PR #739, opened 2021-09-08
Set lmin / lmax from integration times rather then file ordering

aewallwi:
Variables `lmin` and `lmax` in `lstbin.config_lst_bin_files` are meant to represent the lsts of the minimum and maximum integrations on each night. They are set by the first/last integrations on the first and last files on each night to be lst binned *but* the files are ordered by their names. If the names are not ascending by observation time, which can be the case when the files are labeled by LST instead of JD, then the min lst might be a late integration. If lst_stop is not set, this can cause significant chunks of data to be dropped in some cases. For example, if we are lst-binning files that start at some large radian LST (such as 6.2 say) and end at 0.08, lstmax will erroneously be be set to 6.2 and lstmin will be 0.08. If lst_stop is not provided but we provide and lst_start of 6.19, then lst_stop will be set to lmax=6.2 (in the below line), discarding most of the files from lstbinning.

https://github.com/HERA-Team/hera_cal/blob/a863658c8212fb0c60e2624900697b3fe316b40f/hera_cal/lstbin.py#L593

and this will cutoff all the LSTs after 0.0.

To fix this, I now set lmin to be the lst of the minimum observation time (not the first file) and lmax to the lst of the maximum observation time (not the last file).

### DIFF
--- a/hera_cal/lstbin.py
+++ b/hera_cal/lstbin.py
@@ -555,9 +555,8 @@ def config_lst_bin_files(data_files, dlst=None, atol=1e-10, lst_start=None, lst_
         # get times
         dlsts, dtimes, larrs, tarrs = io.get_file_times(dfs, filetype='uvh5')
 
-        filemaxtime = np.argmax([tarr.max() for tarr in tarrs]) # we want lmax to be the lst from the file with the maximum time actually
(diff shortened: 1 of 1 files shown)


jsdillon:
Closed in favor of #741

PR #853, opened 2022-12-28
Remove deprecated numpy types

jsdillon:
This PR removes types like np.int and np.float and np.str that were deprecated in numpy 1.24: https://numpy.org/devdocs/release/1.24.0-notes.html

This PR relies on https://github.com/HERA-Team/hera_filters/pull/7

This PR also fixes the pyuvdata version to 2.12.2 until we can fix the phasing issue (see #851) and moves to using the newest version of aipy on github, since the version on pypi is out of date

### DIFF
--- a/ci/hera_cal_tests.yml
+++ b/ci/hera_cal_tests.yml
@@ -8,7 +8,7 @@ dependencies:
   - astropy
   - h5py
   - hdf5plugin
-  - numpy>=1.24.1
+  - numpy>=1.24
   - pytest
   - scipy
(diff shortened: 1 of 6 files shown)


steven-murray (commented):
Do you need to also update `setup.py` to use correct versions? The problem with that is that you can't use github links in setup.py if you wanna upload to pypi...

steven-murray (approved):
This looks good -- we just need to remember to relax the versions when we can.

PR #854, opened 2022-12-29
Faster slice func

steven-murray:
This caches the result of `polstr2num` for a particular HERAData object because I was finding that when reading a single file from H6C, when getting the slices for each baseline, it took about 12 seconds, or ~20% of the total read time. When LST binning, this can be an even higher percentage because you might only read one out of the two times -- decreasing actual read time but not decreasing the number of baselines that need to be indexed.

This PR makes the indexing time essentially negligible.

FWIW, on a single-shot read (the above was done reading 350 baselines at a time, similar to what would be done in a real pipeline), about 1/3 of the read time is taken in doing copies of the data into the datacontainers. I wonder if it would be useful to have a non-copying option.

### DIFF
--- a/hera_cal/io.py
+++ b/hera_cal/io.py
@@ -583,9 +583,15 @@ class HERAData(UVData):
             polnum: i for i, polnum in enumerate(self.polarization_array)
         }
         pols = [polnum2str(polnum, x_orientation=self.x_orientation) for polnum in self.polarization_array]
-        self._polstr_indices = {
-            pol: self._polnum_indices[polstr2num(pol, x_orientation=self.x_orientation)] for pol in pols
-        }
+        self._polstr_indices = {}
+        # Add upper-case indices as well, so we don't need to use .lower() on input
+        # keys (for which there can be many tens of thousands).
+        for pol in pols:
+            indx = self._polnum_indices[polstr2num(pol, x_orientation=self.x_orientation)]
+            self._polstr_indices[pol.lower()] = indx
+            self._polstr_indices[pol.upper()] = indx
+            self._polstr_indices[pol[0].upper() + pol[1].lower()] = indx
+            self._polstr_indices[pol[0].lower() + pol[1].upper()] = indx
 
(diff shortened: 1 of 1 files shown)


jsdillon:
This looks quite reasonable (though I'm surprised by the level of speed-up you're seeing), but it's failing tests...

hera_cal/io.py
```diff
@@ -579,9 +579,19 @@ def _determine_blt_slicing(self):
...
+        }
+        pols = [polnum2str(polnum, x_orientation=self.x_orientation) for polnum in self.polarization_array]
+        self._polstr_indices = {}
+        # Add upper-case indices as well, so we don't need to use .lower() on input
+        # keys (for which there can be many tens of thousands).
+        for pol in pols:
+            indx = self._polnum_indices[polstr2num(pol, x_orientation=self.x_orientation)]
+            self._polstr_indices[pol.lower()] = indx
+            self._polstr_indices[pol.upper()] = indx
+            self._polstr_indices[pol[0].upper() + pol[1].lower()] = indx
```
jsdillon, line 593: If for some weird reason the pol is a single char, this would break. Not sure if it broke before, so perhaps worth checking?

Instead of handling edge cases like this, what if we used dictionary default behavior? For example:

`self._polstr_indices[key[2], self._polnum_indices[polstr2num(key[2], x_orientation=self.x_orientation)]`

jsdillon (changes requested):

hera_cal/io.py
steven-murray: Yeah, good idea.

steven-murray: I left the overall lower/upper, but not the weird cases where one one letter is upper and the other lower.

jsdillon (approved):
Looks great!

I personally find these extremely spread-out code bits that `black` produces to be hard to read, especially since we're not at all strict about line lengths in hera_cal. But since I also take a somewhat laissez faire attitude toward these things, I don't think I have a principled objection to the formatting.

Exercise aim: Wherever the word "Team" occurs in the data, copy that whole line.

Solution to this exercise:
https://github.com/HERA-Team/hera_cal/blob/a863658c8212fb0c60e2624900697b3fe316b40f/hera_cal/lstbin.py#L593
This PR relies on https://github.com/HERA-Team/hera_filters/pull/7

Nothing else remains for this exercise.